Note: the planned schedule is subject to change.

Course logistics

  • When: Tuesdays and Thursdays at 2pm–3:20.
  • Where: DBH 1200.
  • Format:
    • Lectures: there will be a lecture each class covering topics in control and reinforcement learning. Lectures will be recorded when possible and the videos linked on this page (access requires a uci.edu account). For some topics, there will also be videos from previous years. Attendance is optional but recommended (see reasons below).
    • Quizzes: most weeks, there will be a quiz about that week’s topics, due by the following Monday. Quizzes consist of multiple-choice questions intended to encourage you to think more deeply about the topics, and are only graded for completion, not correctness: half the score for submitting a complete quiz, and half the score for doing better than random guess. Week 1’s quiz is about useful background concepts in math, algorithms, and machine learning.
    • Exercises: there will be 5 exercises, due roughly every other week. Only the best 4 exercises will be averaged for the final grade, but a bonus will be given for scoring at least 50% on every exercise.
    • Class discussions: we will discuss each quiz and exercise in a class following its deadline. There will also be recaps, deep dives, and freeform discussions.
  • Ed Discussion:
    • Please use the forum for course-related discussions.
    • Important course announcements will be posted there as well (not on Canvas).
    • Please use the forum (not email) to privately message course staff about course-related matters.
    • Please note that the identity of anonymous posters is visible to the course staff.
  • Gradescope:
    • Quizzes and exercises will be posted on this page and submitted on Gradescope.
    • We encourage submitting PDF files, and particularly writing them in LaTeX.
  • Instructor: Prof.
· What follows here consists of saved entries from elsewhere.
PR #1634, opened 2021-03-27
Removed duplicate md size variant

BronzW:
There were duplicate online indicator for md size variant in SingleUser.tsx so I removed one.


benawad:
closed in favor of another

PR #1658, opened 2021-03-29
Kousa/isaac/eliminates room session gen registry

ityonemo:
step 1 in making kousa gen_servers more OTP compliant


ityonemo:
plz double check - i'm slightly unsure of that the join_room contract is satisfied; i feel like it *should* be returning userId but instead it returns a full user struct.

benawad:
the frontend needs to entire user data

benawad:
we could make it return just the user id but then every client will just make another request to get user details

PR #1683, opened 2021-03-30
deprecates GenRegistry for RoomChat genserver

ityonemo:


kousa/lib/onion/room_session.ex
```diff
@@ -37,8 +37,8 @@ defmodule Onion.RoomSession do
            Onion.RoomSessionDynamicSupervisor,
            {__MODULE__, Keyword.merge(initial_values, callers: callers)}
          ) do
-      {:error, {:already_started, pid}} -> {:ok, pid}
-      x -> x
+      {:error, {:already_started, pid}} -> {:ignored, pid}
```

Roy Fox
    • Office hours can be scheduled here.
    • Welcome to schedule 15-minute slots (more than once if needed) with 4-hour notice.
    • Welcome to attend in person (DBH 4064) or by zoom, individually or with classmates.
    • Please let me know if you cannot make any of the available slots.
  • Teaching assistant: Armin Karamzade
    • Office hours can be scheduled here

Grading policy

  • Exercises: 80% (+5% bonus)
    • Best 4 exercises: 20% each.
    • Score at least 50% on every exercise: 5% bonus.
    • Late submission policy: 5 grace days total for all exercises.
  • Quizzes: 16% (+2% bonus)
    • 6 quizzes: 3% each.
    • Deadlines on Mondays (end of day). No late submissions allowed.
    • This grading policy may change if we add more quizzes.
  • Participation: 4%
    • Class or forum participation: 2%.
      • To get full points, occasionally participate in class discussions or office hours by asking thoughtful on-topic questions or sharing quiz answers.
      • Alternatively, post on the forum at least a few on-topic (not administrative) questions, answers, thoughts, or useful links.
    • Course evaluation: 2%.

Compute Resources

Students enrolled in the course have GPU quota on the HPC3 cluster.

RL Resources

Courses
Books
RL libraries
  • RLlib: industry-oriented library
  • Spinning Up: RL introductory material and code
  • Acme: research-oriented library
  • MushroomRL: another research-oriented library
More resources

Further reading

Imitation Learning
Temporal-difference methods
Policy-gradient methods

Academic integrity

Don’t cheat. Academic dishonesty includes partially copying answers from other students or online resources, allowing other students to partially copy your answers, communicating information about exam answers to other students during an exam, or attempting to use disallowed notes or other aids during an exam. The biggest downside to such behavior is that it necessarily becomes part of who you are — a dishonest person. Additionally painful, such behavior is easier to identify than you think, and consequences can be severe, including failing this course. Trust me, it's not worth it.